PR #58, opened 2019-06-21
APIS-2900 Adding current time operation to jstransform

kvincent2:


paas-api-pr-manager:

* [APIS-2900](https://jira.gannett.com/browse/APIS-2900): Create the "current time" operation for jstransform
```
To support _AggregatedTime_ and _LastModified_ fields in XML transformations

*AC*
Add a jstransform operation which returns the result of  
{code:go}
time.Now().Format(time.RFC3339)
{code} as a _string_

```

transform/operations.go
```diff
@@ -246,6 +246,23 @@ func (t *timeParse) transform(raw interface{}) (interface{}, error) {
 	return parsedTime.Format(t.Args["layout"]), nil
 }
 
+type currentTime struct {
+	Args map[string]string
```
abaehre: lower case.

transform/operations.go
```diff
@@ -246,6 +246,23 @@ func (t *timeParse) transform(raw interface{}) (interface{}, error) {
...
+
+func (c *currentTime) init(args map[string]string) error {
+	if err := requiredArgs([]string{"format"}, args); err != nil {
+		return err
+	}
+	c.Args = args
+	return nil
+}
+
+//Errors to worry about?
```
abaehre: you can probably remove this.

transform/operations_test.go
```diff
@@ -62,6 +63,19 @@ func runOpTests(t *testing.T, opType func() transformOperation, tests []opTests)
 		switch {
 		case test.wantErr && err != nil:
 			continue
+		case strings.Contains(test.description,"currentTime") == true:
```
abaehre: no need for == true

transform/operations_test.go
```diff
@@ -62,6 +63,19 @@ func runOpTests(t *testing.T, opType func() transformOperation, tests []opTests)
...
+			now := time.Now()
+			result, ok := test.want.(string)
+			if !ok {
+				t.Error("want must be type string")
+			}
+			wantParse, err := time.Parse(time.RFC3339, result)
+			if err != nil {
+				t.Error(err)
+			}
+			if result := compareTimeStamps(now, wantParse);result != true {
```
abaehre: !result and linting.

transform/operations_test.go
```diff
@@ -374,3 +388,34 @@ func TestTimeParse(t *testing.T) {
...
+			wantInitErr: true,
+		},
+	}
+	runOpTests(t, func() transformOperation { return &currentTime{} }, tests)
+}
+
+func compareTimeStamps (time1 time.Time, time2 time.Time) (bool) {
+	maxTimeDifference := time.Duration(1200) * time.Second
+	actualDiff := time1.Sub(time2)
+	if actualDiff > maxTimeDifference {
```
abaehre: return maxTimeDifference > actualDiff

also 1200 seems arbitrary?

transformSchema.json
```diff
@@ -272,6 +275,34 @@
 						}
 					}
 				}
+			},
+			"currentTime" : {
+				"description": "Returns the current time formatted as a string",
+				"type": "object",
+				"required": [
```
abaehre: you missed type

transform/operations_test.go
abaehre: also this seems sketchy. I think it'd be better if you didn't use runOpTests.

transform/operations.go
kvincent2: why is this one lower case when all of the other operations are upper case?

transform/operations_test.go
```diff
@@ -58,10 +60,24 @@ func runOpTests(t *testing.T, opType func() transformOperation, tests []opTests)
 		}
 
 		got, err := op.transform(test.in)
+		fmt.Println(got)
```
abaehre: this needs to get removed.

abaehre:
@kvincent2 for some reason can't comment on your comment, but these should all be lowercase. It was an oversight from previous users.

transform/operations.go
abaehre: commented below. but these should all be lower case. probably an oversight.

transform/operations_test.go
abaehre: missed the == true. 

And to the point - you're cluttering up a common test function a lot with test specific logic. It should get moved out, or somehow otherwise leveraged / modified.

transform/operations_test.go
```diff
@@ -375,21 +400,74 @@ func TestTimeParse(t *testing.T) {
...
 		},
-
 	}
 	runOpTests(t, func() transformOperation { return &stringToInteger{} }, tests)
 }
+
+func compareTimeStamps(time1 time.Time, time2 time.Time) bool {
+	maxTimeDifference := time.Duration(300) * time.Second
+	actualDiff := time1.Sub(time2)
+	return actualDiff < maxTimeDifference
```
ahornerr: Might want to take the absolute value of `actualDiff` in case it's negative

transform/operations_test.go
```diff
@@ -375,21 +400,74 @@ func TestTimeParse(t *testing.T) {
...
+			wantInitErr: true,
+		},
+		{
+			description: "Too many args",
+			args:        map[string]string{"format": time.RFC3339, "cookies": "failure"},
+			wantInitErr: true,
+		},
+	}
+
+	for _, test := range tests {
```
ahornerr: Use `t.Run(test.description, ...` inside the loop and replace your `t.Error()`s in the loop with `t.Fatal()`

transform/operations_test.go
```diff
@@ -45,31 +46,55 @@ type opTests struct {
...
 
-		got, err := op.transform(test.in)
+func runOpTestInit(opType func() transformOperation, test opTests) (transformOperation, error) {
+	op := opType()
+	err := op.init(test.args)
+	switch {
+	case test.wantInitErr && err != nil:
+		return op, err
+	case test.wantInitErr && err == nil:
+		return op, fmt.Errorf("Test %q - got init error nil, want error", test.description)
```
ahornerr: Remove `test.description` from the error message, my comment about `t.Run()` below will add it automatically

transform/operations_test.go
```diff
@@ -45,31 +46,55 @@ type opTests struct {
...
+	case !test.wantErr && err != nil:
```
ahornerr: I feel like there's a lot of duplicated code in the error vs wantErr checking. It can be pulled out pretty easily into a new method that accepts two `error`s as arguments and returns an `error`

transform/operations_test.go
```diff
@@ -45,31 +46,55 @@ type opTests struct {
...
-		}
+func runOpTestTransform(op transformOperation, test opTests) (interface{}, error) {
+	got, err := op.transform(test.in)
+
+	switch {
+	case test.wantErr && err != nil:
+		return got, err
+	case test.wantErr && err == nil:
+		return got, fmt.Errorf("Test %q - got nil, want error", test.description)
+	case !test.wantErr && err != nil:
```
ahornerr: Neither this or the above case actually compares the errors, just that there WAS an error. It would be better if we compared the `err.Error()` values against each other to make sure we're getting the *right* error

transform/operations_test.go
```diff
@@ -45,31 +46,55 @@ type opTests struct {
...
+func runOpTest(t *testing.T, opType func() transformOperation, test opTests) {
+	op, err := runOpTestInit(opType, test)
+	if test.wantInitErr && err != nil {
+		return
+	} else if err != nil {
+		t.Error(err)
+	}
+
+	_, err = runOpTestTransform(op, test)
+	if test.wantErr && err != nil {
```
ahornerr: See comments below

transform/operations.go
```diff
@@ -239,11 +239,32 @@ func (t *timeParse) transform(raw interface{}) (interface{}, error) {
...
+	}
+	c.args = args
+	return nil
+}
+
+func (c *currentTime) transform(raw interface{}) (interface{}, error) {
+	timeFmt := c.args["format"]
+	switch c.args["format"] {
+	case "RFC3339":
+		timeFmt = time.RFC3339
```
ahornerr: 💯

transform/operations_test.go
```diff
@@ -375,21 +400,108 @@ func TestTimeParse(t *testing.T) {
...
+			description: "Format not predefined",
+			args:		 map[string]string{"format": "Mon Jan 2 15:04:05 MST 2006"},
+			want:		time.Now().Format("Mon Jan 2 15:04:05 MST 2006")	,
+		},
+	}
+
+	for _, test := range tests {
+		t.Run(test.description, func(t *testing.T) {
+			op, err := runOpTestInit(func() transformOperation { return &currentTime{} }, test)
+			if err != nil && test.wantInitErr {
```
ahornerr: Don't you have `runOpTestInit` which can do all this error checking and stuff already?

transform/operations_test.go
```diff
@@ -375,21 +400,108 @@ func TestTimeParse(t *testing.T) {
...
+			}
+			now := time.Now()
+			result, ok := got.(string)
+			if !ok {
+				t.Fatal("function must return string")
+			}
+
+			var gotParse time.Time
+
+			if test.args["format"] == "RFC3339" {
```
ahornerr: It would be better to put the expected time in the test case rather than calculating it down here

transform/operations.go
abaehre: I'm confused... by this. Format takes a string. so why all this extra stuff when what you actually want is to type assert the format arg to a string and then use it?

jstorer: bc passing in "RFC3339" as an argument cant be used directly as its meaningless. the time.Format() just takes it as a string instead of grabbing the const from the time package. So we want means to pass in the typical go time formatting date as well as shorthand versions on a case by case basis

abaehre: right... but I woudl pass in time.RFC3339 as the argument. not RFC3339

ahornerr: It's just a convenience method for clarity rather than having to actually find the constant value for `time.RFC3339` and reading over the transforms and understanding that's what it is. 

https://golang.org/pkg/time/
```golang
        RFC3339     = "2006-01-02T15:04:05Z07:00"
```

abaehre: like. RFC3339 is the name of a format not an actual format.

transform/operations_test.go
kvincent2: Working on this. I see what you mean.

transform/operations_test.go
```diff
@@ -45,33 +46,55 @@ type opTests struct {
...
-		case !reflect.DeepEqual(got, test.want):
-			t.Errorf("Test %q - got\n%s\nwant\n%s", test.description, got, test.want)
-		}
+		runOpTest(t, opType, test)
 	}
 }
 
+func runOpTest(t *testing.T, opType func() transformOperation, test opTests) {
+	op, err := runOpTestInit(opType, test)
+	if test.wantInitErr && err != nil {
```
ahornerr: This doesn't test the case in which we want an error but none is thrown

transform/operations_test.go
```diff
@@ -45,33 +46,55 @@ type opTests struct {
...
+		return
+	} else if err != nil {
+		t.Error(err)
+	}
+
+	_, err = runOpTestTransform(op, test)
+	if test.wantErr && err != nil {
```
ahornerr: Same as above

transform/operations_test.go
ahornerr: This still needs resolved.

Something like

```golang
wantTime, err := time.Parse(test.args["format"], wantResult)
gotTime, err := time.Parse(test.args["format"], gotResult)
```

then compare the two

ahornerr: Or change your `test.want` to be a time object instead of a string and then you only have to do the time.Parse once

transform/operations.go
abaehre: since we are doing it via a config in json we can't do it like that. this is correct just sad.

transform/operations.go
```diff
@@ -239,11 +239,32 @@ func (t *timeParse) transform(raw interface{}) (interface{}, error) {
...
+	if err := requiredArgs([]string{"format"}, args); err != nil {
+		return err
+	}
+	c.args = args
+	return nil
+}
+
+func (c *currentTime) transform(raw interface{}) (interface{}, error) {
+	timeFmt := c.args["format"]
+	switch c.args["format"] {
```
mmandolesi-g: Would you want a `default` case to this switch statement?

transform/operations_test.go
```diff
@@ -375,21 +386,122 @@ func TestTimeParse(t *testing.T) {
...
+				return
+			}
+			got, err := runOpTestTransform(op, test)
+
+			if err != nil {
+				t.Fatal(err)
+				return
+			}
+
+			if test.want == nil {
```
abaehre: why is this case needed?

transform/operations_test.go
```diff
@@ -375,21 +386,122 @@ func TestTimeParse(t *testing.T) {
...
+
+			gotResult, ok := got.(string)
+			if !ok {
+				t.Fatal("function must return string")
+			}
+
+			var gotParse time.Time
+			var wantParse time.Time
+
+			if test.args["format"] == "RFC3339" {
```
abaehre: I think you handled this in your function so you shouldn't need this if else.

transform/operations_test.go
```diff
@@ -375,21 +386,122 @@ func TestTimeParse(t *testing.T) {
...
+					t.Fatal(err)
+				}
+			} else {
+				gotParse, err = time.Parse(test.args["format"], gotResult)
+				wantParse, err = time.Parse(test.args["format"], wantResult)
+				if err != nil {
+					t.Fatal(err)
+				}
+			}
+			if result := compareTimeStamps(wantParse, gotParse); !result {
```
abaehre: !compareTimeStamps(wantParse, gotParse)

transform/operations_test.go
```diff
@@ -375,21 +386,122 @@ func TestTimeParse(t *testing.T) {
...
+			wantErr:     true,
 		},
-
 	}
 	runOpTests(t, func() transformOperation { return &stringToInteger{} }, tests)
 }
+
+func compareTimeStamps(time1 time.Time, time2 time.Time) bool {
+	maxTimeDifference := time.Duration(300) * time.Second
+	actualDiff := absValue(time1.Sub(time2))
```
abaehre: if you flip time2 and time 1 you shouldn't be absValue (which I'm pretty sure exists in math though it takes a float64)

transform/operations_test.go
```diff
@@ -375,21 +386,122 @@ func TestTimeParse(t *testing.T) {
...
+func compareWantErrs(gotErr error, wantErr bool) error {
+	switch {
+	case wantErr && gotErr == nil:
+		return errors.New("got nil, want error")
+	case wantErr && gotErr != nil:
+		return nil
+	case !wantErr && gotErr == nil:
+		return nil
+	case !wantErr && gotErr != nil:
+		return errors.New(fmt.Sprintf("got error, want nil: %v", gotErr))
```
abaehre: this could just be fmt.Errorf()

transform/operations_test.go
```diff
@@ -375,21 +386,122 @@ func TestTimeParse(t *testing.T) {
...
+		t.Run(test.description, func(t *testing.T) {
+			op, err := runOpTestInit(func() transformOperation { return &currentTime{} }, test)
+			if err != nil {
+				return
+			}
+			got, err := runOpTestTransform(op, test)
+
+			if err != nil {
+				t.Fatal(err)
+				return
```
abaehre: fatal will close this out.

transform/operations_test.go
```diff
@@ -375,21 +386,122 @@ func TestTimeParse(t *testing.T) {
...
+			args:        map[string]string{"format": "Mon Jan 2 15:04:05 MST 2006"},
+			want:        time.Now().Format("Mon Jan 2 15:04:05 MST 2006"),
+		},
+	}
+
+	for _, test := range tests {
+		t.Run(test.description, func(t *testing.T) {
+			op, err := runOpTestInit(func() transformOperation { return &currentTime{} }, test)
+			if err != nil {
+				return
```
abaehre: shouldn't we fatal out if we get an error?

abaehre: and then shouldn't need a return.

transform/operations_test.go
```diff
@@ -43,35 +43,46 @@ type opTests struct {
...
+	if err := compareWantErrs(err, test.wantInitErr); err != nil {
+		return op, err
+	}
+	return op, nil
+}
+
+func runOpTestTransform(op transformOperation, test opTests) (interface{}, error) {
+	got, err := op.transform(test.in)
+
+	if err := compareWantErrs(err, test.wantErr); err != nil {
```
abaehre: this is simpler as 
`return got, compareWantErrs(err, test.wantErr)`

transform/test_data/operations.json
```diff
@@ -137,6 +137,26 @@
         }
       }
     },
+    "lastModified": {
```
abaehre: shouldn't there be equivalent stuff added to the transform_test file?

transformSchema.json
```diff
@@ -1,502 +1,556 @@
...
+},
+"type": {
+"anyOf": [
+{
+"$ref": "#/definitions/simpleTypes"
+},
+{
+"type": "array",
+"items": {
+"$ref": "#/definitions/simpleTypes"
```
abaehre: you kinda... shredded the formatting on this.

transform/operations_test.go
kvincent2: Because if this isn't there, my test (and only my test) tries to do the transform, even when the init is designed to fail.

kvincent2: For more detail:
Other tests call 
```
// A common test runner for all the operations tests
func runOpTests(t *testing.T, opType func() transformOperation, tests []opTests) {
	for _, test := range tests {
		t.Run(test.description, func(t *testing.T) {
			runOpTest(t, opType, test)
		})
	}
}

func runOpTest(t *testing.T, opType func() transformOperation, test opTests) {
	op, err := runOpTestInit(opType, test)
	if err != nil {
		t.Fatal(err)
	}
	if test.wantInitErr {
		return
	}
	_, err = runOpTestTransform(op, test)
	if err != nil {
		t.Fatal(err)
	}
}
```

Which stops processing if init fails. But my test calls them individually.

abaehre: Right, but if you fatal out when the error returns on runOpTestInit then it won't get to that point right?

transform/operations.go
abaehre: hypothetically the default is rfc3339. Anything else is up to the peoples.

transform/operations_test.go
```diff
@@ -405,6 +406,33 @@ func TestToCamelCase(t *testing.T) {
...
+		{
+			description: "Too many args",
+			args:        map[string]string{"format": "RFC3339", "cookies": "failure"},
+			wantInitErr: true,
+		},
+		{
+			description: "Format not predefined",
+			args:        map[string]string{"format": "Mon Jan 2 15:04:05 MST 2006"},
+			want:        time.Now().Format("Mon Jan 2 15:04:05 MST 2006"),
+		},
```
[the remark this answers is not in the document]
abaehre: You did in the other test file, but just to be clear in our unit tests.

transform/operations_test.go
```diff
@@ -405,6 +406,33 @@ func TestToCamelCase(t *testing.T) {
...
+	}
+
+	runOpTests(t, func() transformOperation { return &currentTime{} }, tests)
```
abaehre: what was the point of splitting everything out if you never use that special use case for checking if the time is within a certain time limit?

transform/operations_test.go
```diff
@@ -43,32 +44,31 @@ type opTests struct {
...
-			t.Errorf("Test %q - got error, want nil: %v", test.description, err)
-		case !reflect.DeepEqual(got, test.want):
-			t.Errorf("Test %q - got\n%s\nwant\n%s", test.description, got, test.want)
-		}
+	if err := compareWantErrs(err, test.wantErr); err != nil {
+		t.Fatal(err)
+	}
+
+	if !reflect.DeepEqual(got, test.want) {
+		t.Fatalf("got: %s, want: %s", got, test.want)
```
ahornerr: I liked the newlines :(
________
DIRECTIONS: Look through the entries and find each line that has the string "better". Copy those lines.

EXERCISE OUTPUT:
abaehre: also this seems sketchy. I think it'd be better if you didn't use runOpTests.
ahornerr: Neither this or the above case actually compares the errors, just that there WAS an error. It would be better if we compared the `err.Error()` values against each other to make sure we're getting the *right* error
ahornerr: It would be better to put the expected time in the test case rather than calculating it down here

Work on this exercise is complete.